Yet, tedious and annoying as this stuff is, Shinji does actually seem to be making headway as a character. He starts this psychoanalysis stuff unable to face life as an individual - it's all misery and pain, and everyone hates him. This comes to a head when he and imaginary Asuka have a weird argument that's mostly non-sequiturs, and he ends up strangling her. This is what drives Rei to make all the humans melt because, clearly, they just can't get along.
But then, after that insufferable live-action interlude, Shinji, straddled by his mother's naked clone child, begins to realise that life without individual people is no life at all; that his identity is defined by relationships to others. Without the potential for conflict, there is no potential for joy.
It's a simple, obvious point, but it's the closest this pretentious cartoon ever comes to being profound.

One interesting thing, for me at least, is that this is the complete opposite of the point the series was making. The original ending seemed to show Shinji embracing Instrumentality - welcomed into a communal dream-world by people both alive and dead. Here he rejects the process, choosing to remain an individual. I'm not sure what this change means exactly, but I thought it was interesting enough to mention.

With some basic truths finally figured out, Shinji's Eva bursts free from Lilith-Rei's eye (her normal eye, not her forehead vagina-eye) bringing an abrupt end to Third Impact. The giant Rei begins to fall apart, the souls go free, and Shinji's body reforms itself in Earth's new primordial sea. As he floats to the surface he has a positive life-affirming conversation with the soul of his dead mother (I've stopped trying to understand what, who or where her soul is at this point). Showing a hitherto unseen level of self-awareness, Shinji tells her that he'll always have doubts and fears about being alive, "But that's just stating the obvious, over and over."
Honestly, Shinji says that. Finally, this character seems to have evolved. He found some of the answers he was after, he figured out his crippling insecurity, he got closure with his mother, and he decided life is worth living. Character development! I may not have liked much of the fourteen hours it took us to get here, but I'm willing to give it a pass because, in the end, we did complete the main character's arc. There was a point to all this. That, at least, is something.

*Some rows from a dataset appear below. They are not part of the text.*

Issue #2039, opened 2026-08-06
Arranger clips slice 6: MIDI clip playback


lucaromagnoli:
Slice 6 of #1890, after slice 1. Independent of slices 3 to 5.

The source behind a track's `ClipMidi` op: what the arrangement's MIDI clips play. Audio and MIDI share the snapshot and the span rules, and share nothing below that.

- Notes with their velocities and lengths, CC and pitch bend with their curve types, tensions and bezier handles, and per-note MPE pitch expression.
- The clip's loop, which is in clip beats rather than source samples (`loopEnabled`, `loopStartBeats`, `loopLengthBeats`), plus `midiOffset` and `midiTrimOffset`.
- Groove templates and strength, which MAGDA takes from Tracktion today.
- Interior silences from the snapshot: a note starting inside a hole does not sound. MIDI plays around a hole rather than being cut, which is the rule the model already implements.
- Note lifetime across a loop wrap, a locate, a stop and a plan swap. Every note that sounded has to be ended, and this is the layer that owns it: a note left hanging by a seek is the failure the whole slice is judged on.
- A clip whose looping is turned off must not be shortened. Tracktion's `MidiClip::disableLooping` truncates the clip to one loop length, which is why flattening a looped MIDI clip plays only its first cycle today. The native engine does not inherit that.
- MIDI takes and comping resolve in the snapshot, so the source plays one assembled event list and never picks a take.

At most `kMaxMidiBytesPerPort` of encoded MIDI per block, which is what the executor reserved for the port.

Issue #2038, opened 2026-08-06
Arranger clips slice 5: warp markers, beat detection and loop info


lucaromagnoli:
Slice 5 of #1890, after slice 4.

Where a clip's own musical time comes from, and where it stops agreeing with the file's.

- **Warp markers.** The model's map is (sourceTime, warpTime) pairs in source seconds, piecewise linear, carrying on at slope 1 outside the marker range (`AudioEvent::warpedSourceSeconds`). Playback needs the inverse, warped time to source time, and needs it without scanning a marker vector on the audio thread: the snapshot compiles the inverted map, sorted and monotonic, and a voice steps through it. A warped clip is the stretch path with a ratio that changes at every marker, so this sits on slice 4 rather than beside it.
- **Auto detect beats** and beat sensitivity: transient detection over a source, which is where markers come from when the user has not placed them. Off the audio thread, cached per source, and an analysis MAGDA gets from Tracktion today, so it is a native implementation and not a binding.
- **Loop info**: the source BPM and beat count as a file reports them, seeded into an event's interpretation (`seedInterpretation`, `seedInterpretationFromSource`) and never overwriting what the user set. Tracktion reads these out of the file's own metadata today, so either the native reader gains that or the seeding loses its source.

Interpretation is the model's, not the engine's: what this slice owns is reproducing the mapping the model describes and supplying the analyses the model seeds itself from.

Issue #2037, opened 2026-08-06
Arranger clips slice 4: time stretch and pitch


lucaromagnoli:
Slice 4 of #1890, after slice 3.

Playing a clip at a speed and a pitch that are not the file's.

## Vendoring

Signalsmith and SoundTouch both live inside the Tracktion fork today (`third_party/tracktion_engine/modules/tracktion_engine/3rd_party`), and the engine target may not include TE: that boundary is checked at configure time. They move to `third_party/` with their licences. Signalsmith is MIT. SoundTouch is LGPL, so how it is linked is a decision to state here rather than inherit from the fork.

The persisted mode values stay pinned: `kDisabled`, `kSoundTouchNormal`, `kSoundTouchBetter`, `kSignalsmith` in TimeStretchModes.hpp are project-file integers and do not move. `AudioEvent::getEffectiveTimeStretchMode` is the rule for what actually runs, including the case where a mode left at Off still stretches because something else forced a stretcher on.

## Playback

- Speed ratio, which is a constant factor and resolves in the snapshot.
- Auto tempo, which is not. Its ratio is projectBpm over interpBpm and moves with the tempo curve, so it cannot be resolved to seconds ahead of the block. It reads the beat face of BlockInfo instead, which is why the clock publishes both faces of one instant: no second tempo map on the audio thread.
- Pitch: `pitchChange` and `transpose` through the stretcher, analog pitch by resampling instead (`isAnalogPitchActive`, in force only when nothing else has already forced a stretcher on).
- Speed ramp fades (`fadeInBehaviour` / `fadeOutBehaviour` set to speedRamp), which are a stretch feature rather than a gain one and are why fade behaviour is in the snapshot.

## The state question

A stretcher has internal state and latency, and both have to be answered rather than discovered:

- what a seek, a loop wrap and a plan swap do to it. One that keeps its state across a locate plays the wrong material; one that is rebuilt per block allocates on the audio thread.
- what its latency does to alignment against unstretched voices on the same track, and whether that is compensated here or reported to the plan's latency pass.

Issue #2036, opened 2026-08-06
Arranger clips slice 3: rate conversion, looping and reverse


lucaromagnoli:
Slice 3 of #1890, after slice 2.

What one voice reads, at unity speed. All of it is a mapping from the block's seconds onto the samples of a file, and none of it needs a stretcher.

- **Sample rate conversion**, for a file whose rate is not the device's. Left open on purpose by ClipPlacement.hpp: `sourceSampleAt` maps at the device's rate so the reader stays in step with the callback, which means a mismatched file plays at the wrong pitch until something resamples it. That something is here. Every file imported at a rate other than the device's is this.
- **Loop tiling** of an event's own source region (`loopEnabled` with `loopStartSamples` / `loopLengthSamples`): one event repeats to fill its length. A tile boundary is a position the reader was not pointed at, so it is a seek and has to be cued like a clip start.
- **Reverse** (`AudioEvent::reversed`). The stream reads forwards, so this is either a backwards prefetch or a chunk flipped on the way out, and picking between them is the decision this slice makes.
- **Active channels** (`leftChannelActive` / `rightChannelActive`) and the event's own gain trim, which sits under the clip's gain rather than replacing it.

PR #2045, opened 2026-08-07
Native engine: what a track's clips sum to (#2035)

### LINKED ISSUE #2035: Arranger clips slice 2: audio voices, spans and fades
Slice 2 of #1890, after slice 1.

The source behind a track's `ClipAudio` op: which clips sound in this block, and what they sum to. One prefetch stream (#2016) per sounding entry.

- A voice per sounding entry, taken from the snapshot. Overlapping clips sum, because the snapshot already decided which of them is audible where.
- A voice is cued before it starts rather than seeked when it starts. A read that does not continue the last one is a seek and costs a block of silence (#2016), and a clip entering on the beat is exactly that read; `PrefetchStream::seek` and `sourceSampleAt` are public so that whoever schedules material can avoid it. How far ahead to cue is this slice's number to pick.
- The audible span crops what a voice reads, the interior silences punch holes in it, and the resolved fades shape its edges. A crossfade between two clips is two voices playing the fades the snapshot handed them and nothing else.
- Clip volume, gain and pan, and the launch fade on the stopped to playing transition (`ClipInfo::launchFadeSamples`, 0 preserves the leading transient).
- How many voices a track may have at once is decided here rather than discovered. A track asking for more simultaneous clips than there are streams reports it the way an underrun is reported, because silence nobody counted is indistinguishable from a gap in the material.

Silence is what a voice with nothing to play renders, and the block is filled whatever happens: the executor hands the source an uncleared buffer.

Not here: rate conversion, looping and reverse (slice 3), stretch and pitch (slice 4).

lucaromagnoli:
Slice 2 of #1890, after #2034. The source behind a track's `ClipAudio` op, and the readers it plays through.

`ClipAudioSource` reads the snapshot slice 1 publishes, matches each sounding entry to a voice, and sums them. It decides nothing about overlaps: occlusion, crossfades and takes were resolved when the snapshot was compiled, so two clips over one stretch of lane simply add, and a crossfade is two voices each playing the fade it was handed (#2003).

A voice crops its read to the audible span, clears the interior silences out of what it read rather than skipping over them, shapes the span's edges with the resolved fades, and applies the clip's gain and pan with the incumbent's linear law. Reading across a hole is what keeps the far side of it from being a seek. A voice that begins mid-material has the step taken out of it by the launch ramp, which subtracts the starting offset rather than fading the audio, so a leading transient survives and a setting of zero preserves it exactly.

`ClipVoicePool` provisions the readers a second ahead of the transport, on a thread that may wait for a disk. A clip about to sound has its file opened and its stream pointed at the sample it starts on before any callback asks, which is the difference between a clip starting on the beat and a clip starting a block late (#2016). `PrefetchStream` gained `startAt` for that: a stream nobody has read from is moved rather than cued, so its first fill is not spent on the wrong part of the file and then thrown away.

Both ceilings are decided rather than discovered. Eight voices per track, because a crossfade is two, a clip dropped inside another is two, and a clip made of several events is one voice per event (#1901); past eight the track reports through `starvedVoices` the way an underrun is counted, since silence nobody counted is indistinguishable from a gap in the material.

`EngineSession` takes the pool, so publishing clips reaches the audio thread and the reader together, and the transport's position reaches the thread reading ahead of it. A snapshot arriving at one side and not the other would be a clip that is audible with nothing to read, which is the sync problem keeping one representation was supposed to have made impossible.

## Two calls worth review

The snapshot carries per-event fades and this applies only the clip's resolved pair. For the single event a clip has today the two are the same fade before and after resolution, so applying both would shape the edge twice; interior event fades belong with the clips that have interior events (#1901).

Event gain trim is not applied here. #2036 owns it, along with active channels.

## Verification

`tests/test_clip_voice.cpp` rolls a transport rather than skipping between blocks, because a read that does not continue the last one is a seek and would be testing a locate. It covers placement and trims, overlapping clips summing, a hole punched mid-block and the material continuing past it, every fade curve and where it is anchored, gain and pan, the launch ramp and its zero case, a starved clip, the voice ceiling, and a voice released in the block its clip ends in.

`tests/test_clip_voice_pool.cpp` covers the window, retirement and reopening, a file that will not open being reported once rather than retried, over-subscription, a sounding clip keeping its reader over one that has not started, and the end to end path from provisioning to a clip playing from its first sample with no underrun.

Confirmed to fail without their fix: disabling the hole clearing, the launch ramp and the voice-release sweep fails exactly those four tests and no others.

Not here: rate conversion, looping and reverse (#2036), stretch and pitch (#2037), warp (#2038), MIDI (#2039).

### DIFF
--- a/magda/engine/clip/ClipAudioSource.cpp
+++ b/magda/engine/clip/ClipAudioSource.cpp
@@ -101,10 +101,12 @@ void ClipAudioSource::render(const BlockInfo& block, juce::dsp::AudioBlock<float
                 });
 
             if (found == lastStream || soundingCount == kMaxVoicesPerTrack) {
-                // No reader standing by, or no room left for one. One number
-                // bounds both (kMaxVoicesPerTrack), so the second of these is
-                // only reachable through a table this source did not get from
-                // the pool; either way the clip does not sound and the count is
+                // No reader standing by, or no voice left to play it through.
+                // Both happen and they are different failures: a track may hold
+                // more readers than a callback has voices (kMaxReadersPerTrack
+                // is the larger, because a reader has to exist before its clip
+                // is due), so a block can be handed more entries than it can
+                // render. Either way the clip does not sound and the count is
                 // what says so.
                 starved_.fetch_add(1, std::memory_order_relaxed);
                 continue;
--- a/magda/engine/clip/ClipAudioSource.cpp
+++ b/magda/engine/clip/ClipAudioSource.cpp
@@ -80,6 +80,14 @@ void ClipAudioSource::render(const BlockInfo& block, juce::dsp::AudioBlock<float
     auto soundingCount = 0;
 
     for (const auto& clip : track->audio) {
+        // Sorted by where they start (ClipSnapshot.hpp), so once one begins at
+        // or after the end of this block, so does everything behind it. Without
+        // the break a track pays for its whole tail on every callback, all
+        // session, and the cost grows with the length of the arrangement rather
+        // than with what is playing.
+        if (clip.span.startSeconds >= block.endSeconds)
+            break;
+
         if (!reachesInto(clip.span, block))
             continue;
 
--- a/magda/engine/clip/ClipAudioSource.cpp
+++ b/magda/engine/clip/ClipAudioSource.cpp
@@ -101,8 +101,11 @@ void ClipAudioSource::render(const BlockInfo& block, juce::dsp::AudioBlock<float
                 });
 
             if (found == lastStream || soundingCount == kMaxVoicesPerTrack) {
-                // No reader standing by, or no room left for one. Either way
-                // this clip does not sound and the count is what says so.
+                // No reader standing by, or no room left for one. One number
+                // bounds both (kMaxVoicesPerTrack), so the second of these is
+                // only reachable through a table this source did not get from
+                // the pool; either way the clip does not sound and the count is
+                // what says so.
                 starved_.fetch_add(1, std::memory_order_relaxed);
                 continue;
             }
--- a/magda/engine/clip/ClipAudioSource.cpp
+++ b/magda/engine/clip/ClipAudioSource.cpp
@@ -1,0 +1,139 @@
+#include "clip/ClipAudioSource.hpp"
+
+#include <algorithm>
+
+namespace magda::engine {
+
+namespace {
+
+/// Whether a span reaches into the block at all. Half-open at both ends, so a
+/// clip ending exactly on a block boundary contributes nothing to the block
+/// that starts there.
+bool reachesInto(const SnapshotSpan& span, const BlockInfo& block) {
+    return span.startSeconds < block.endSeconds && span.endSeconds > block.startSeconds;
+}
+
+}  // namespace
+
+ClipAudioSource::ClipAudioSource(TrackId trackId, ClipSnapshotFeed& clips, ClipStreamFeed& streams)
+    : trackId_(trackId), clips_(clips), streams_(streams) {}
+
+void ClipAudioSource::prepare(const RenderContext& context) {
+    scratch_.setSize(context.numChannels, context.maxBlockSize, false, true, false);
+    scratch_.clear();
+
+    for (auto& voice : voices_)
+        voice.prepare(context);
+}
+
+ClipVoice* ClipAudioSource::voiceFor(ClipId clipId, EventId eventId) {
+    for (auto& voice : voices_)
+        if (voice.playing(clipId, eventId))
+            return &voice;
+
+    for (auto& voice : voices_)
+        if (voice.clipId() == INVALID_CLIP_ID)
+            return &voice;
+
+    return nullptr;
+}
+
+void ClipAudioSource::render(const BlockInfo& block, juce::dsp::AudioBlock<float> out) {
+    out.clear();
+
+    const ClipStreamFeed::Reader streams(streams_);
+    const auto [firstStream, lastStream] =
+        streams ? streams->rangeFor(trackId_)
+                : std::pair<const ClipStreamTable::Entry*, const ClipStreamTable::Entry*>{nullptr,
+                                                                                          nullptr};
+
+    // Every stream this track has, sounding or not, once per block. The stream
+    // a cue is most useful to is one nobody is reading from: a clip that has
+    // not started would otherwise not hear about the position it was pointed at
+    // until the material was already due (#2016).
+    for (const auto* entry = firstStream; entry != lastStream; ++entry)
+        entry->stream->applyPendingCue();
+
+    const auto numSamples = std::min(block.numSamples, static_cast<int>(out.getNumSamples()));
+
+    const auto silence = [this] {
+        for (auto& voice : voices_)
+            voice.release();
+    };
+
+    if (!block.playing || numSamples <= 0)
+        return silence();
+
+    const ClipSnapshotFeed::Reader snapshot(clips_);
+    if (!snapshot)
+        return silence();
+
+    const auto* track = snapshot->find(trackId_);
+    if (track == nullptr)
+        return silence();
+
+    // What sounds, and through what. Gathered before anything is rendered so
+    // the voices that are not in it can be let go first: a voice still holding
+    // a clip that stopped last block would otherwise keep a slot a clip
+    // starting this one needs.
+    std::array<Sounding, kMaxVoicesPerTrack> sounding;
+    auto soundingCount = 0;
+
+    for (const auto& clip : track->audio) {
+        if (!reachesInto(clip.span, block))
+            continue;
+
+        for (const auto& event : clip.events) {
+            if (!reachesInto(event.span, block))
+                continue;
+
+            const auto* found =
+                std::find_if(firstStream, lastStream, [&](const ClipStreamTable::Entry& entry) {
+                    return entry.clipId == clip.clipId && entry.eventId == event.eventId;
+                });
+
+            if (found == lastStream || soundingCount == kMaxVoicesPerTrack) {
+                // No reader standing by, or no room left for one. Either way
+                // this clip does not sound and the count is what says so.
+                starved_.fetch_add(1, std::memory_order_relaxed);
+                continue;
+            }
+
+            sounding[static_cast<std::size_t>(soundingCount++)] =
+                Sounding{&clip, &event, found->stream.get()};
+        }
+    }
+
+    for (auto& voice : voices_) {
+        if (voice.clipId() == INVALID_CLIP_ID)
+            continue;
+
+        const auto stillSounding =
+            std::any_of(sounding.begin(), sounding.begin() + soundingCount, [&](const Sounding& s) {
+                return voice.playing(s.clip->clipId, s.event->eventId);
+            });
+
+        if (!stillSounding)
+            voice.release();
+    }
+
+    auto scratch =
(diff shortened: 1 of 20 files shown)


magda/engine/clip/ClipVoicePool.cpp
```diff
@@ -0,0 +1,219 @@
...
+                }
+
+                for (const auto& candidate : candidates) {
+                    const Key key{track.trackId, candidate.clipId, candidate.eventId};
+
+                    // Already provisioned: kept as it is, and never re-cued. A
+                    // stream that is playing cannot be pointed anywhere else
+                    // anyway, and one that is waiting is already pointed at the
+                    // sample the clip starts on.
+                    if (const auto found = streams_.find(key); found != streams_.end()) {
```
lucaromagnoli: **[P1] Reopen a stream when the event behind a stable ID changes.** This lookup keys reuse only by track/clip/event ID. If an edit changes the event’s file while preserving those IDs, the new snapshot is published but this keeps the reader for the old file, so playback can continue producing the wrong audio indefinitely. Anchor or trim changes likewise reuse prefetch data for the old placement and force an audio-thread seek/gap. Could the retained entry include the file and relevant placement identity (or a snapshot revision/fingerprint) and replace or re-cue the stream when they differ?

magda/engine/clip/ClipAudioSource.cpp
```diff
@@ -0,0 +1,139 @@
...
+        for (const auto& event : clip.events) {
+            if (!reachesInto(event.span, block))
+                continue;
+
+            const auto* found =
+                std::find_if(firstStream, lastStream, [&](const ClipStreamTable::Entry& entry) {
+                    return entry.clipId == clip.clipId && entry.eventId == event.eventId;
+                });
+
+            if (found == lastStream || soundingCount == kMaxVoicesPerTrack) {
```
lucaromagnoli, line 103: **[P1] Cap actual overlap, not every entry intersecting the callback.** `soundingCount` includes every event touching this block, even when their sample ranges do not overlap. Nine short sequential clips inside one callback therefore drop the ninth although the maximum instantaneous voice count is one. The pool has the same issue when it truncates every candidate in the one-second window. This needs either within-block voice reuse/scheduling by sample range or a separate capacity for provisioned sequential entries.

magda/engine/clip/ClipVoice.cpp
```diff
@@ -0,0 +1,155 @@
...
+    // an underrun. All three start the material wherever it happens to be.
+    if (!sounded_ || !block.continuous)
+        applyStartDeClick(region, clip.launchFadeSamples);
+
+    out.getSubBlock(static_cast<std::size_t>(first), static_cast<std::size_t>(count)).add(region);
+
+    // Silence the reader could not fill is not sounding. Saying otherwise would
+    // let the block that resumes start mid-material with nothing to take the
+    // step out of it.
+    sounded_ = delivered > 0;
```
lucaromagnoli: **[P2] Treat a partial read as an underrun before the next block.** `PrefetchStream::read` may return fewer than `count` samples, leaving trailing silence, but any positive delivery marks the voice as continuous. If the reader catches up for the next block, playback resumes from silence without the launch ramp described above. Should this stay sounded only when `delivered == count`?

magda/engine/clip/ClipAudioSource.cpp
```diff
@@ -0,0 +1,139 @@
...
+        return silence();
+
+    // What sounds, and through what. Gathered before anything is rendered so
+    // the voices that are not in it can be let go first: a voice still holding
+    // a clip that stopped last block would otherwise keep a slot a clip
+    // starting this one needs.
+    std::array<Sounding, kMaxVoicesPerTrack> sounding;
+    auto soundingCount = 0;
+
+    for (const auto& clip : track->audio) {
```
lucaromagnoli, line 82: Clips within a track are sorted by start (ClipSnapshot.hpp), so this walk can break once clip.span.startSeconds >= block.endSeconds: nothing later can reach into the block. As written, every clip on the track is visited every block on the audio thread, so a long arrangement pays for its whole tail all session. The clips before the cursor still have to be walked (an early start can still reach into the block), but the break bounds the far side for free.

magda/engine/clip/ClipVoicePool.cpp
```diff
@@ -0,0 +1,219 @@
...
+                    auto stream = open(*candidate.event, cueSeconds);
+                    if (stream == nullptr)
+                        ++unreadable;
+
+                    wanted.emplace(key, std::move(stream));
+                }
+            }
+        }
+
+        auto table = std::make_shared<ClipStreamTable>();
```
lucaromagnoli: A round that changes nothing still allocates a table here and publishes it, every 10 ms for the life of the session; the service() docstring says as much. wanted and streams_ compare by key and pointer, so an early `if (wanted == streams_)` bail after the walk would make the idle steady state allocation-free, and the retire loop and swap fall away with it. It also takes nonRealtimeReplace's wait-for-the-callback out of the idle path, which is currently paid at 100 Hz for nothing.

magda/engine/clip/ClipVoicePool.cpp
```diff
@@ -0,0 +1,219 @@
...
+};
+
+}  // namespace
+
+ClipVoicePool::ClipVoicePool(AudioFileReaderFactory& files, PrefetchThread& reader,
+                             const RenderContext& context, const PrefetchSettings& settings)
+    : files_(files), reader_(reader), context_(context), settings_(settings) {}
+
+ClipVoicePool::~ClipVoicePool() {
+    // Nothing may be reachable from the audio thread once this returns, and
```
lucaromagnoli, line 166: This is only safe once nothing can call service() any more: a round in flight would republish a full table right after this empty one, and the streams it names would then be pulled off the prefetch thread beneath it. That contract holds when ClipVoiceThread is destroyed first, but the pool does not own its thread and the production wiring is not in this slice, so nothing enforces or states the order. Worth a line here naming it, so whoever composes the two in the host slice cannot get it wrong quietly.

magda/engine/exec/EngineSession.hpp
```diff
@@ -6,6 +6,7 @@
 #include <vector>
 
 #include "clip/ClipSnapshotFeed.hpp"
+#include "clip/ClipVoicePool.hpp"
```
lucaromagnoli: Only a pointer is stored and every call on it lives in the .cpp, so `class ClipVoicePool;` would do here. The include pulls juce_core, std::map and PrefetchThread into everything that includes the session.

lucaromagnoli (commented):
Reviewed against the incumbent, since parity is the load-bearing claim here. What I checked:

- The four fade shapes are AudioFadeCurve's formulas exactly (Convex sin, Concave 1-cos, SCurve blend), and a fade out as the same curve at 1 - alpha is precisely what FadeInOutNode does through applyCrossfadeSection.
- The pan law is LiveClipLevel::getLeftAndRightGains verbatim: g - pan*g / g + pan*g.
- applyStartDeClick is a faithful port of applyAudioStartDeClick, including clamping the ramp to the buffer it was handed.
- The rounding pairing between BlockInfo::sampleForTime (lround) and sourceSampleAt (llround) is consistent, so rolling blocks stay contiguous and never cost a spurious seek, including a voice that begins mid-block off the sample grid.
- The publish-before-retire order in service() and the shared_ptr discipline mean a stream is only ever destroyed on the provisioning thread, after both the feed swap and the prefetch removal. Sound.

On the two calls flagged for review: I agree with both. The clip's resolved pair is what the lane decided the edges play, and applying the event's copy on top would shape every edge twice today; the event pair belongs with interior events and #1901. Event gain trim with active channels in #2036 is the right grouping.

One small question: fadeInBehaviour and fadeOutBehaviour ride along in the snapshot but a behaviour of 1 (speed ramp) plays as a gain fade here. Reasonable interim while stretch is #2037's business, but nothing says it is deliberate; worth a line if it is.

The rolling-transport rig is the right instrument for this layer, and the confirmed-to-fail-without-fix note is what makes the coverage claims credible. Four minor points inline, none blocking.

magda/engine/clip/ClipStreamFeed.hpp
```diff
@@ -0,0 +1,103 @@
...
+ */
+
+namespace magda::engine {
+
+/**
+ * @brief The streams provisioned for every track, at one moment.
+ *
+ * Sorted by track, then clip, then event, so the audio thread can find a
+ * track's range without hashing and walk it without searching. A track's range
+ * is at most kMaxVoicesPerTrack long, which is what makes the walk free.
```
lucaromagnoli: Now that the reader budget is kMaxReadersPerTrack, a track's range can be sixteen entries rather than eight, so this names the wrong ceiling. The walk is still free at sixteen; only the constant in the sentence is stale.

lucaromagnoli (commented):
Re-reviewed the follow-up commit. Everything from the first round is resolved, and the new work holds up:

- The reader budget split from the voice ceiling is the right shape, and measuring overSubscribed as peak simultaneity through the sweep rather than window population fixes a misreport I had not flagged: chopped material would have looked like a track in trouble.
- The Reader identity (path, anchor) closes a real staleness hole under stable ids. I traced the branches: a swapped file falls through to open() and the retirement loop's pointer comparison retires the old stream; a trim on a not-started clip re-cues through seek(), which is the correct mechanism for a registered stream, and the target (span start) agrees with the original cue rule since not-sounding implies spanStart > windowStart. A trim on a sounding clip self-corrects on the next read at the cost of one counted block, as documented.
- sounded_ = delivered == count is right, and the half-fill test's continuation is the interesting part: the block after the gap reads at the advanced cursor without a seek, so only the ramp changes.
- The idle skip via map inequality is exact, and tablesPublished is a good tripwire for regressions there.

One stale line inline, nothing else.

magda/engine/clip/ClipAudioSource.cpp
lucaromagnoli: This remains blocking after 381a3d4. The pool now measures instantaneous overlap correctly, but `ClipAudioSource` still puts every entry touching the callback into the fixed eight-element `sounding` array. Nine back-to-back clips within one callback therefore have peak overlap one and `overSubscribed() == 0`, while the ninth is still dropped and increments `starvedVoices()`. The scale is also materially larger than the new comment suggests: at 44.1 kHz, nine clips inside the default 512-sample block means roughly one clip every 1.3 ms—not ten clips per millisecond—and larger device blocks make ordinary chopped material easier to hit. Please either reuse voices for non-overlapping sample regions within a block or define and report the ceiling consistently as entries per callback rather than simultaneous voices.

lucaromagnoli (commented):
Third pass, on the unified-ceiling commit. Nothing to flag.

I checked the sweep's block extension for exactness rather than taking conservative on faith, and it is exact: a clip holds a voice in every callback whose window intersects its span, so the set of clips live at sweep instant t, meaning from <= t < to + blockSeconds, is precisely the set a block ending at t touches, and the sweep's peak equals the worst clips-per-callback over every possible block placement. Since block phase is not locked to the timeline, that worst case is reachable, so reporting it is honest rather than pessimistic. The tie rule still lands right after the extension: a gap of exactly one block is a handover.

With one ceiling, the pool provisions at most sixteen entries per track, so the callback's voice-cap branch is back to unreachable from a pool-built table, and the rewritten comment states exactly that.

The two new tests bracket the boundary from both sides, and the short-slice one exercises the cost through the path it actually takes: the seventeenth slice starves for want of a reader, which is the same ceiling seen from the other half of the layer. The ClipStreamFeed comment naming the bound instead of a constant closes my last nit in a way that cannot go stale again.

This resolves the whole review. Good to merge from my side.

Except, of course, that the film's not over. There's one last scene, later, as Shinji wakes up on a beach of the new sea, with the remains of Rei's giant head decomposing in the background. He's lying beside an unconscious Asuka, who must also have reformed herself from the goo. Then, in a sequence designed to mirror the opening masturbation scene (random shots of the scenery over Shinji's quiet grunting) he strangles her. Just as he did in the dream, before he figured himself out. Then, when she unexpectedly moves, he stops and just cries pathetically to himself. Then Asuka calls him disgusting. Because he is.
Why does he do these things? What reason has this film given us for him to do them? There's only one answer we have: because he's pretty messed up. This is not a new, less insecure Shinji; it's exactly the same confused mess of a character from the start of the film. Which means that, ultimately, this is the same confused mess of a cartoon that it always was.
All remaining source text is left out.